China needs similar data to protect its pandas. Which microclimates, in the vast bamboo forests, do these endangered creatures live in? To find out, Andy Phillips of the San Diego Zoo has been teaching managers of China's panda reserves how to use the Global Positioning System of satellites to map the forests. Teams of 20 to 30 take readings with a GPS device, then record the soil type, vegetation and drainage at the spot. They match panda sightings to microclimates and plot them on a 3-D satellite-generated map.

Besides aiding conservation, technology is allowing scientists to study the behavior of animals that do their behaving out of sight. For 25 years, how and why seals dive as deep as 1,000 feet had been a mystery. To solve the puzzle, marine biologist Randall Davis of Texas A&M University worked with colleagues to develop a device that records time and depth while a camcorder mounted on a seal's head records where the animals go and what they do.
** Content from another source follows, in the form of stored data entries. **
Issue #1504, opened 2019-09-20
Add Pali concordance data to bilara-data/reference


sujato:
Following completion of 

https://github.com/suttacentral/suttacentral/issues/1094

The various pali concordance references are now in one convenient file.

https://github.com/suttacentral/sc-data/blob/master/misc/all_pali_concordance.json

This should be imported to bilara-data/reference. The references are keyed off the bilara segment IDs and must be matched to them.

- On import, discard `sc` and `msdiv` numbers, they do not add any value.
- Import should be testy: reject any references that do not exactly match existing segment IDs. We can figure out why and fix it.
- These references will be used in the new text pages that Hongda is building.

chansikpark:
Continuing to work through cleaning up the concordances prior to import, and here proposing a tweak to the reference format, namely in regards to two editions–`bj` (Buddhajayanti) and `cck` (Chulachomklao).

In the migration from the original `pali_concord.json`, there were references containing slashes that were either flattened or dropped altogether. For `bj`, some of the volumes of this edition have two separate "parts" and the data migration appears to have just flattened references to multi-part volumes, which has resulted in hundreds of duplicate references. For example: `bj2/1.2` and `bj2/2.2`, which refer to two very different pages, seem to have become simply `bj2.2`, which is strictly speaking ambiguous because the second volume of the Buddha Jayanthi Tipitaka, is divided across two books, or parts, each having a page number 2. For `cck`, it appears that slash-containing references were dropped altogether. This is evidenced by there being no references to volumes 22 and 23 (which point to AN 5-9) in `all_pali_concordance.json` aot. `pali_concord.json`.

More formally, the original `pali_concord.json` file mapped the triple (Mahasangiti book id, Mahasangiti segment number, Edition id) to the couple (volume #, page #). Volume # is either an empty string, a simple number, or two numbers separated by a slash (eg. "22/2"). The last case occurs only in `bj` and `cck`, and was more or less dropped in the migration to `all_pali_concordance.json`.

***

The question is most generally: assuming that this wasn't intentionally done, how should it be resolved? More specifically, I can think of three different ways to disambiguate: which would be advisable?

Namely,

[...]

Issue #1474, opened 2019-08-29
Alternative vol/page numbers are not shown properly in suttaplex nerdy row


sujato:
#### Description:

In some cases, the PTS 9and possibly other) have published the same text in two editions, with different vol/age numbers. We have the data for both editions, and it should be displayed.

By default we show the *latest* edition. However reference works such as the PTS dictionary will often have the early edition.

Thus both editions should be shown as a tooltip when hovering. However currently this is broken: the tooltip displays blank data. Here is an example:

```
<span class="vol-page nerdy-row-element" title="PTS volume and page:
1st edition = {pts1}
2nd edition = {pts2}">
              SN i 64
            </span>
```

#### Steps to reproduce:
Go to:

https://suttacentral.net/sn1-adittavagga

Hover over vol/page on suttaplex.

#### Expected behaviour:

Where there are multiple editions, show the data on hover in suttaplex.

ihongda:
![深度截图_选择区域_20190903020406](https://user-images.githubusercontent.com/4037966/64135384-6b872000-ce1a-11e9-85d0-1090b805c407.png)

This bug is fixed.

sujato:
Unfortunately, I think this has been broken again by my recent updates to the uid-expansion. Sorry about that! 

In the past, we used `pts1` and `pts2` to mean "PTS first edition" and "PTS second edition". However this created errors, we also want to say `pts1.66` is "volume 1, page 66". So the first number after `pts` sometimes meant "edition" and sometimes meant "volume".

The current form of UID avoids this by using the form `pts1ed` and `pts2ed`. 

In addition, we now always specify the edition in full, that is it must always be `pts-vp-pli1ed` or `pts-vp-pli-2ed`.

The meaning of them is:

- `pts-vp-pli1ed`: "Volume and page of the first Pali edition of the Pali Text Society."
- `pts-vp-pli-2ed`: "Volume and page of the second Pali edition of the Pali Text Society."

These are found in `uid_expansion`:

https://github.com/suttacentral/sc-data/tree/master/misc

ihongda:
Okey, Bhante, I will adjust according to the latest situation 😄

chansikpark:
I see that this behaviour relies on volpages in the database being stored in "//"-separated format (eg. "SN i 32//SN i 66"). I believe currently, the only source of volpages that take advantage of this are in `sutta.json` and only for the first volume of SN. The other two sources of volpages is from pootle files and legacy html files.

[...]

Issue #1487, opened 2019-09-12
A Platonic ideal of data as yet undreamt on


sujato:
## History

SC began with a bunch of data: parallel tables, to be precise. Since the notion of a "sutta parallel" was fundamental to those tables, we made the sutta ID fundamental to how SC works. The scaffold of content is built up from this.

By now, most of SC's data is in well-formed and clean JSON. This is true, for example, of our `parallels.json`, a single file that contains all the thousands of parallels. The innards look like this:

```
[
    {
        "parallels": ["sag#1.1","sn1.20#28"]
    },
    {
        "parallels": ["sag#2.1","sn1.20#20","iti63#3"]
    },
```

Just sets of IDs related by JSON. The neat thing is  that when you have the ID, you can then hang anything off it; in fact the whole set of data known as a "suttaplex" is assembled this way.

 Here's another, more complex, example. From `languages.json` we have a list of the languages on SC and associated data.

```  {
    "uid": "pra",
    "name": "Prākrit",
    "is_root": true,
    "iso_code": "pra",
    "contains": [
      "pdhp",
      "pf"
    ]
  },
  {
    "uid": "uig",
    "name": "Uighur",
    "is_root": true,
    "iso_code": "uig",
    "contains": [
      "uf"
    ]
  },
```
So here we see a nice definition of the essential data about a language: Its "uid" (based on the ISO code), the name (which appears when spelled out in full), the distinction between root and translated languages, and a list of texts that are contained in that language. You can immediately see what everything is about. 

Not everything in our data files is so beautiful, though. In this post I shall amble through our data files and see what knotty bits or niggardly edges I might find. Perhaps this might eventuate in a new and better data approach! Perhaps not! Sometimes there is a reason things are the way they are; after all, it works. 

## Philosophy of data

Data should be:

- Consistent. We shouldn't use different names for the same thing.
- Simple. Keep each file to a single purpose.
- Obvious. You should be able to open a file and see what everything is.
- DRY. Don't repeat yourself.
- Single. One source of data for one kind of thing.
- Predictable. Simple exceptions trigger complex resolutions.
- Abstracted to the right level. Often it is not obvious what this is until afterwards.
- Fundamental. Our data files should just record the basic data, not application logic.

## Tree Structure

Our texts form a tree structure, so let us use the conventions of tree data.

https://en.wikipedia.org/wiki/Tree_(data_structure)

[...]

PR #1537, opened 2019-11-10
Volpage Fixes

chansikpark:
### Volpages in the front-end

Volume and page numbers into a physical edition ("volpage") is the preferred way to make reference to Pali texts in some academic contexts. Within Sutta Central, these references are supplied in four places (as determined by a project-wide case-insensitive search for "volpage"):

#### (1) Nerdy row of the Suttaplex card
Screenshot from 2019-11-11 06-23-52
#### (2) Nerdy row of a parallel item in the Suttaplex card (the hover needs some attention)
Screenshot from 2019-11-11 06-28-01
#### (3) Citation data copied to the clipboard using the Share function in the Suttaplex card
Screenshot from 2019-11-11 06-30-42
> Parallels for MN 2 Sabbāsava Sutta (MN i 6): AN 6.58 (AN iii 387); EA 40.6//T 125.40.6 (T ii 740a25); MA 10//T 26.10 (T i 431c13); T 31 (T i 813a05); Up 2.069 (mngon: ju 91b5 / tu 104b2); Mnd 16#217 (Mnd 444)
> Parallels for MN 2#2 Sabbāsava Sutta (MN i 6): Iti 102#2 (Iti 103); SN 12.23#1 (SN ii 29); SN 22.101#1 (SN iii 152); SN 56.25#1 (SN v 434); Kv 2.2#27 (Kv 173); Kv 2.3#16 (Kv 180)
> Parallels for MN 2#22 Sabbāsava Sutta (MN i 6): AN 4.114#9 (AN ii 116); AN 4.157#3 (AN ii 143); AN 4.165#3 (AN ii 153); AN 5.140#12 (AN iii 161); MN 125#22 (MN iii 128); pli-tv-bi-vb-pc71#2 (Vin iv 327); pli-tv-bu-vb-pc65#3 (Vin iv 129); pli-tv-kd1#439 (Vin i 1)
> Retrieved from http://localhost/mn2 on Mon Nov 11 2019 06:30:07 GMT+0900 (Korean Standard Time). 

#### (4) Right margin of text pages with textual information switched on
Screenshot from 2019-11-11 06-37-46

### Volpages in middleware

From the standpoint of the API, the endpoints that these four places use to populate volpage are:

(A) /api/suttaplex/<uid> (1)
(B) /api/parallels/<uid> (2),(3)
(C) /api/suttas/<uid> (4)

### Volpages in the database

In the case of (C), the volpages are embedded in markup strings which are found in Arango collections named `html_text` (original html markup) and `po_strings` (segmented pootle markup).

In the cases of (A) and (B), the volpages are an attribute of each Arango document from the same two collections as well as the `root` collection. These attribute-volpages represent the volume and page numbers in which the beginning of the associated text appears. When references into multiple manuscripts are available for a given text, the Suttaplex (cases (1), (2), (3)) expects the different volpage values to be concatenated with a "//". In reality, the current implementation essentially reserves "//" exclusively for Pali texts, specifically to Pali Text Society manuscripts with at most two different editions. This is to say that multiple non-Pali references and non-PTS references are unsupported. It may be preferrable going forward to revise the way volpages are stored and retrieved in order to handle multiples more robustly.

### Volpages in sc-data

The attribute-volpage values for the three collections are sourced from three different places.

The volpage attribute of `html_text` is sourced by parsing markup files in sc-data/html_text. Specifically, Mahasangiti references are plucked (eg "p_21Bu_2"), and these are converted into PTS references (suit-&-tie: eg "Bv i 1") using Pali concordance data. Currently, this applies to Khuddaka Nikaya (excluding the elder verses), Abhidhamma and Vinaya texts.

The volpage attribute of `po_strings` is sourced by parsing markup files in sc-data/po_strings. Here, the PTS references embedded in the markup are plucked and used directly (jeans-&-tshirt: eg "pts-vp-pli1.1"). Currently, this applies to the four Nikayas, the elder verses, and what appears to be much of the Vinaya.

The volpage attribute of `root` is sourced from `sutta.json`. These are in suit-&-tie format, and appears to cover all five Nikayas (imperfectly). The volpage in `root` is preferred, resorting arbitrarily either to `html_text` or `po_strings` if one isn't found there.

## Included fixes

***Updated***

Loading volpages into `html_text` is performed in `textdata.py`. Three notable changes are included:

1. An error during volpage loading would halt the entire process (solves #1518). Now, an error message is printed and loading continues.
2. Recent structural changes to the Pali concordance data required changes to adapt to the new structure (related to #1504).
3. When multiple PTS references were present, only the latest one was being used. ~~Now all of them are concatenated with "//" as expected by the front-end~~ Now all of them are returned in a map using the same keys as in `all_pali_concordance.json` (`pts-vp-pli` is assumed to mean `pts-vp-pli1ed`) (contributes to #1474).

Loading volpages into `po_strings` is performed in `po.py`. Two notable changes are included.

1. Volpages were being loaded in jeans-&-tshirt format as-is from markup. These are converted into suit-&-tie in similar manner to the conversion in `textdata.py` (solves #1353).
2. ~~"//" concatenation is adopted as opposed to the ", " concatenation that was there~~ Multiple references are returned in a map as above (contributes to #1474).

Note that the changes to `po.py` will be obsoleted by bilara. This PR replaces #1523.

Changes to suttaplex, suttaplex parallel item, suttaplex share menu were made to essentially gather all the volpage code into one place and to future-proof it a little for displaying non-PTS info.

## Miscellaneous notes

Volpages are also involved in search and text images.

In sc-data/structure/division, oddly, three dharmapadas are the only ones to include volpage (ie kn.json, sutta/dharmapadas/gdhp.json & pdhp.json).


sujato:
Thanks, these fixes look awesome and should substantially improve our handling of such cases.

Regarding references for multiple editions, the notation // is a holdover from our very earliest days and should be replaced with an appropriate JSON form.

Regarding the vol/page info found in the 3 Dhammapadas, I agree this is odd. Can we move this data to a better place? This relates indirectly to #1487.

chansikpark:
> Regarding the vol/page info found in the 3 Dhammapadas, I agree this is odd. Can we move this data to a better place? This relates indirectly to #1487.

For all of these, strictly speaking, the information is redundant since it can all be derived from `sutta.json`. The main difference is that the info in the division files are, well, per division (eg. dhp1-20 is given a vol/page reference as opposed to each of the verses having their own in `sutta.json`) And in fact, for `kn.json`, removing vol/page info improves the situation because then the suttaplex query falls back to retrieving the vol/page plucked from the markup files which has info for _both_ PTS editions.

For `pdhp`, `gdhp` and `g3dhp`, though, removing the information there would need to be accompanied either by modifications to `sutta.json` so that the respective entries are grouped up (eg. `pdhp1`,`pdhp2`... `pdhp13` => `pdhp1-13`), or the information would have to be added to the texts' markups along with a bit of code to extract it. Notably, all the `pdhp`, `gdhp` and `g3dhp` references are exactly just `Cone 1989`, `Brough 1962/2001` and `Falk 2015` respectively, without any page numbers.

The former would seem to be the correct thing to do, assuming that as per the markup, each vagga is to be treated as a single text, rather than each poem.

sujato:
Thanks yes I agree, best to add all reference info to the relevant JSON file, rather than in the text.

For now, we do keep reference information in the HTML legacy files, but it would be easy to envisage a future where this was no longer the case; we could extract it all as we do for the segmented texts. I wouldn’t want to make this a priority at the moment, our main focus is on getting the segmented texts working properly. However for the future it may be a useful improvement.

ihongda:
Thanks @chansikpark , 

I've reviewed the code for the front end, which looks good!
But I am not familiar with python, @blake-sc , can you help me to see the python code?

The system showed that seals can sink without swimming, thus conserving oxygen and remaining underwater longer. Now Davis's team is putting its latest, hand-built, $15,000 device on the backs of Weddell seals in Antarctica. Why do the seals dive as deep as 600 feet to hunt? One reason is that they catch prey by swimming up through schools of fish, and by "silhouetting" their quarry against the ice.

In the Malay Peninsula, the way to protect elephants them seemed clear: get them away from farmers whose crops they raid. But many relocated elephants wandered back--a good way to get poached. When researchers attached satellite tags to relocated animals, they found that lone females seemed to make a beeline for home. Thanks to the satellite tracking, the researchers now know that to keep problem pachyderms from homing, they must be moved in mini-family units. If that works, then technology, so effective at nudging species toward extinction, might bring a few back.